The second factor facilitating the risk of zoonotic spillover to the human population is wildlife trafficking, which has been on the rise over the past few years. Between 2012 and 2016, more than 11 million live wild animals were traded, and between 2000 and 2019, about 900,000 pangolins were poached [
33,
34]. This high demand for wildlife is an indication that wildlife trading is likely to persist for years. If this persists, there will be an increase in the circulation of zoonotic pathogens and the emergence of zoonotic infectious diseases in our world. As a result, this will continue to jeopardize the effort of the global health community to bring these zoonotic pathogens under control, as evidenced in the case of emerging SARS-CoV-2 variants of concern. To address this threat, an international organization, such as the World Organization for Animal Health (WOAH) or International Health Regulations (IHR), should work with the Convention on International Trade in Endangered Species of Wildlife Fauna and Flora (CITES) on placing a strict ban on the trading of endangered species while regulating and monitoring the trading of species (especially mammals and birds that host a large number of pathogens) that pose a significant global health risk without compromising the food security at the local scale [
35]. Furthermore, international policy and wildlife law enforcement aimed at placing a strict ban on wildlife trafficking should be developed at a global scale with consensus from each country around the world.
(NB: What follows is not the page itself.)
PR #42996, opened 2026-05-21
[XLA:GPU] Run command buffer warmup without requiring collectives

shawnwang18:
📝 Summary of Changes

This can be in the form of setting up a transnational agreement in monitoring illegal wildlife trafficking along borders and ports. While wildlife trafficking is associated with corruption at the port of entry, such as the maritime seaport, Tajudeen and Oladunjoye [
13] have recommended a way forward to address the rising corruption at this port. At the local level, public health workers should work with environmental scientists and wildlife ecologists to educate the local communities on conservation promotion; the risk of zoonotic spillover; safe handling practices of animals, including their waste products; hygiene protocols; the implication of wildlife trafficking; and measures to curb this act while also involving them (local communities) in the fight against wildlife trafficking. If anything, the COVID-19 pandemic has made us realize the need for zoonotic spillover prevention. However, to prevent the emergence of future zoonoses of pandemic potential, it requires the need to prevent or mitigate the factors (deforestation and wildlife trafficking) triggering zoonotic spillover in the human population. Nothing better captures the reality of disease outbreaks than the popular fundamental principle of modern health care: “Prevention is better than cure”, and the COVID-19 pandemic has further heightened the importance of this warning.